ABOUT THIS TASK -> Below are records; give the number of their lines that hold the word "ruff", and write nothing more.

SUPPLIED RECORDS ->
========================

PR #40, opened 2026-05-12
fix(auth): redirect unauthenticated visitors to landing page

cubrox:
## Summary

The AUTH-3 exception handler was redirecting unauthenticated visitors to `/login`, but `/login` is a POST-only API endpoint that handles magic-link form submission — not a page. So an unauth GET to a protected route landed on a 405 Method Not Allowed instead of a sign-in form.

With the landing page at `/` (PR #39, just merged), we have a real page that serves the sign-in form. This PR points the redirect there instead. Caught by the PR #39 reviewer subagent.

## What changed

- `app/main.py`: `_handle_unauthenticated` now redirects to `/` for both browser navigation (303) and HTMX requests (HX-Redirect). Docstring updated with the why.
- 11 test assertions across 5 test files flipped from `/login` to `/`. Test names like `redirects_to_login` renamed to `redirects_to_landing` where the old name became misleading.

## Test plan

- [x] All 178 tests pass locally (97.52% coverage)
- [x] ruff check + format clean
- [x] mypy clean
- [ ] Manual: unauth GET to `/passages/new` lands on the landing page with sign-in form (not 405)
- [ ] Manual: HTMX request without session triggers HX-Redirect to `/`

🤖 Generated with [Claude Code](https://claude.com/claude-code)

PR #47, opened 2026-05-14
feat(metric): beacon endpoint on passage close

### LINKED ISSUE #22: METRIC-2 — Beacon endpoint on passage close

cubrox:
Closes #22.

## Summary

Adds the unload-time beacon that records one \`reading_event\` row when a user leaves the reading view. With METRIC-1's table from PR #46 and this PR, the "100,000 lines read in three months" PRD success metric is now **observable** — METRIC-3 (#23) will surface the aggregate query.

## Server side

- New \`POST /passages/{passage_id}/close\` route in [app/api/reading.py](app/api/reading.py)
- Auth + ownership check (404 same body shape as cross-user / missing — no existence leak, mirrors GET /read)
- Validates \`1 ≤ lines ≤ 100_000\`; **out-of-range silently dropped** with 204 + a WARN log, because the unload path can't surface errors anyway
- Inserts one \`reading_event\` row, returns **204 No Content**

## Client side

Two template additions in [templates/pages/reading.html](templates/pages/reading.html):

1. **Inline \`<script>\`** that measures the rendered \`<article>\`'s scrollHeight ÷ computed line-height to estimate the visible-line count. Stashes the value on \`window.cubroxLineCount\`. Plain ES2015 — no framework, no build step (ADR-005).
2. **Hidden \`<div hx-trigger="unload from:body">\`** that POSTs to the new route. Uses \`hx-vals='js:{lines: window.cubroxLineCount}'\` so the count is read **at fire time**, not at render time — a preference toggle that changes line-height between page load and close still gets reflected.

## No deduplication (by design)

The route does NOT deduplicate. Refreshes, back/forward cache, browser quirks will occasionally double-fire. Per ticket guardrail, the PRD metric tolerates a small over-count for MVP; revisit only if dogfooding shows material divergence from manual line-counts.

## Note on the unauth-redirect test

The ticket DoD says "unauthenticated request returns 200 with \`HX-Redirect: /login\`". PR #40 (2026-05-12) changed the AUTH-3 redirect target from \`/login\` to \`/\` because \`/login\` is POST-only. **Tests pin the current production target (\`/\`)**, not the stale ticket reference. Same discrepancy noted in test docstring.

## Test plan

- [x] 11 new tests covering happy path, owner check, validation bounds, auth redirect (both HTMX and browser), template wiring
- [x] 227 total tests pass, 96.74% coverage, ruff/mypy clean
- [x] All four newly-enforced required checks (a11y, python, lint, test) green expected on CI
- [ ] Manual: open a reading view, close the tab, see one new \`reading_event\` row in psql with \`lines_processed\` close to the visible line count

### DIFF
--- a/app/api/reading.py
+++ b/app/api/reading.py
@@ -5,6 +5,8 @@ POST /preferences/{key}             — set one preference, return the
                                        swappable <style> fragment
 GET  /passages/{passage_id}/questions — HTMX-lazy-loaded comprehension
                                         question fragment
+POST /passages/{passage_id}/close   — unload-time beacon recording one
+                                        reading_event row (METRIC-2)
 
 Owner check on the GET: a user can only view their own passages. Other
 users' passages return 404 (not 403) — same response shape as a
@@ -20,7 +22,7 @@ import logging
 import uuid
 from typing import TYPE_CHECKING, Annotated
 
-from fastapi import APIRouter, Depends, Form, HTTPException, Request
+from fastapi import APIRouter, Depends, Form, HTTPException, Request, Response
 from fastapi.responses import HTMLResponse
 from sqlmodel import Session, select
 
@@ -28,6 +30,7 @@ from app.config import Settings, get_settings
 from app.db import get_session
 from app.models.passage import Passage
 from app.models.preference import Preference
+from app.models.reading_event import ReadingEvent
 from app.models.user import User
 from app.services.comprehension.client import get_anthropic_client
 from app.services.comprehension.generator import (
@@ -203,3 +206,67 @@ def passage_questions(
         name="fragments/questions_panel.html",
         context={"questions": questions, "error": error},
     )
+
+
+# Inclusive bounds for client-supplied line counts. 1 is the natural
+# floor (zero lines processed is meaningless noise). 100_000 mirrors
+# INGEST-1's text-length cap — any value above that means the client
+# is lying or the column count broke.
+_MIN_LINES = 1
+_MAX_LINES = 100_000
+
+
+@router.post("/passages/{passage_id}/close")
+def passage_close(
+    passage_id: uuid.UUID,
+    user: CurrentUser,
+    session: SessionDep,
+    lines: Annotated[int, Form()],
+) -> Response:
+    """Record one `reading_event` row when the user closes a passage.
+
+    Fired by HTMX `hx-trigger="unload from:body"` on the reading view's
+    hidden beacon div. Returns 204 No Content — the response body is
+    irrelevant because the browser is already tearing down the page.
+
+    Ownership check is identical to GET /read: a user closing someone
+    else's passage gets a 404 (same body as a nonexistent UUID) so
+    we don't leak which IDs exist.
+
+    Validation is permissive: out-of-range `lines` values get a 204
+    with NO row inserted (logged but otherwise silent). The unload
+    path can't surface errors anyway, so a noisy 4xx would be wasted —
+    better to drop the bad data and move on.
+
+    Idempotency: this route does NOT deduplicate. Browser quirks
+    (back/forward cache, refresh, bfcache restore) will occasionally
+    double-fire. The PRD metric tolerates a small over-count; revisit
+    only if dogfooding shows material divergence from manual counts.
+    """
+    passage = session.exec(
+        select(Passage).where(Passage.id == passage_id, Passage.user_id == user.id)  # type: ignore[arg-type]
+    ).first()
+    if passage is None:
+        # Same 404 as cross-user/nonexistent on GET /read; preserves the
+        # "existence isn't leaked" invariant.
+        raise HTTPException(status_code=404, detail="Passage not found")
+
+    if not (_MIN_LINES <= lines <= _MAX_LINES):
+        logger.warning(
+            "passage_close.invalid_lines user_id=%s passage_id=%s lines=%s",
+            user.id,
+            passage_id,
+            lines,
+        )
+        return Response(status_code=204)
+
+    session.add(
+        ReadingEvent(
+            user_id=user.id,
+            passage_id=passage_id,
+            lines_processed=lines,
+        )
+    )
+    session.commit()
+
+    return Response(status_code=204)
--- a/templates/pages/reading.html
+++ b/templates/pages/reading.html
@@ -13,6 +13,44 @@
        hx-swap="outerHTML"
        aria-live="polite"></div>
 
+  {#
+    METRIC-2: emit one reading_event on unload. The inline <script>
+    measures the rendered <article>'s height in line-heights and stashes
+    the count on `window.cubroxLineCount`. The hidden <div> below uses
+    hx-trigger="unload from:body" so HTMX fires the POST when the user
+    leaves the page (close tab, navigate away, refresh). hx-vals 'js:'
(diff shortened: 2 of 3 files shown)


cubrox:
## PR Review — #47 (METRIC-2)

**Recommendation: GO** (humans merge — I do not approve via `gh pr review --approve`).

### Definition of Done — all checked

| DoD item | Status | Evidence |
|---|---|---|
| `lines=42` → 204 + row with right user/passage/lines | OK | `test_close_inserts_reading_event_and_returns_204` |
| Row's `user_id` / `passage_id` match URL + caller | OK | same test asserts both fields |
| Other user's passage → 404, no row | OK | `test_close_on_other_users_passage_returns_404_no_row` |
| `lines=0/-1/100001` → 204, no row | OK | three dedicated tests |
| Unauthenticated → HX-Redirect, no row | OK | `test_close_unauthenticated_redirects_no_row` (target pinned to `/` per PR #40; rationale documented in docstring) |
| Template contains beacon div + correct URL | OK | `test_reading_view_template_contains_close_beacon` |
| `ruff` / `mypy` / `pytest` clean | OK | CI green, all 9 required checks pass on run 25873796064 |

### Server-side findings

- **Owner-check consistency:** the new route uses the identical pattern as GET /read (`select(Passage).where(Passage.id == passage_id, Passage.user_id == user.id).first()`) and raises the same 404 with the same body. The "no existence leak" invariant from READ-1 is preserved.
- **Validation bounds:** both inclusive endpoints (1 and 100_000) are pinned with persistence tests; 0 / -1 / 100_001 are pinned silent-reject. Boundary coverage is tight.
- **Silent-rejection semantics:** 204 carries no body (`assert response.text == ""`), table is empty (`session.exec(select(ReadingEvent)).all() == []`), WARN log includes `user_id` + `passage_id` + `lines` — no passage text in the log line. Guardrail respected.
- **Race with unload:** Starlette buffers the response before sending, so `session.commit()` runs to completion server-side regardless of whether the client is still listening. No data-loss concern.
- **No deduplication:** explicitly documented in the route docstring AND the PR description. Acceptable for MVP; revisit if dogfooding shows material divergence.

### Client-side findings

- **Line-count measurement:** `Math.max(1, Math.round(surface.scrollHeight / lineHeight))` is reasonable. `scrollHeight` is correct for rendered content height; `Math.max(1, ...)` matches the server's `_MIN_LINES`. The fallback to `fontSize * 1.2` when `lineHeight` is "normal" is the right call. **Minor caveat:** very long unwrapped lines that wrap many visual rows will over-count line *visuals*, not source-lines — given the over-count tolerance already documented, not blocking.
- **`hx-vals 'js:'` evaluation timing:** fires at unload time, so a between-load preference toggle (which changes line-height) is correctly reflected. Intended behavior.
- **Hidden `<div>` a11y:** `aria-hidden="true"` + `style="display:none"` correctly removes it from the AT tree. The a11y CI job (now gated) passed.

1. **Future hardening: prefer `pagehide` over `unload`.** MDN flags `unload` as increasingly unreliable (Safari often won't fire on tab close, Chrome's bfcache breaks it). The ticket explicitly chose `unload`, so this stays out of scope for this PR — log as a follow-up for METRIC hardening.
2. **422 on non-integer `lines`:** FastAPI/Pydantic will coerce or 422 a string `lines`. Unload path won't send strings normally, so not worth a test, but worth noting if a future client ever calls this route directly.
3. **No-JS fallback:** beacon doesn't fire without JS — but the reading view's preference toggles need HTMX anyway, so the surface is already JS-required. Acceptable.

### Red flags scanned

- No secret/token logging — confirmed.
- No SQL string interpolation — uses SQLModel `select().where()`.
- No new dependencies.
- No auth bypass — `CurrentUser` dependency present and enforced.
- No PII or passage text in logs — confirmed.

---

**Result:** GO — DoD fully met, CI green, owner-check pattern consistent with READ-1, validation pinned at boundaries, no-dedup tolerance explicitly documented. Human approves and merges.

========================

EXERCISE SOLUTION -> 3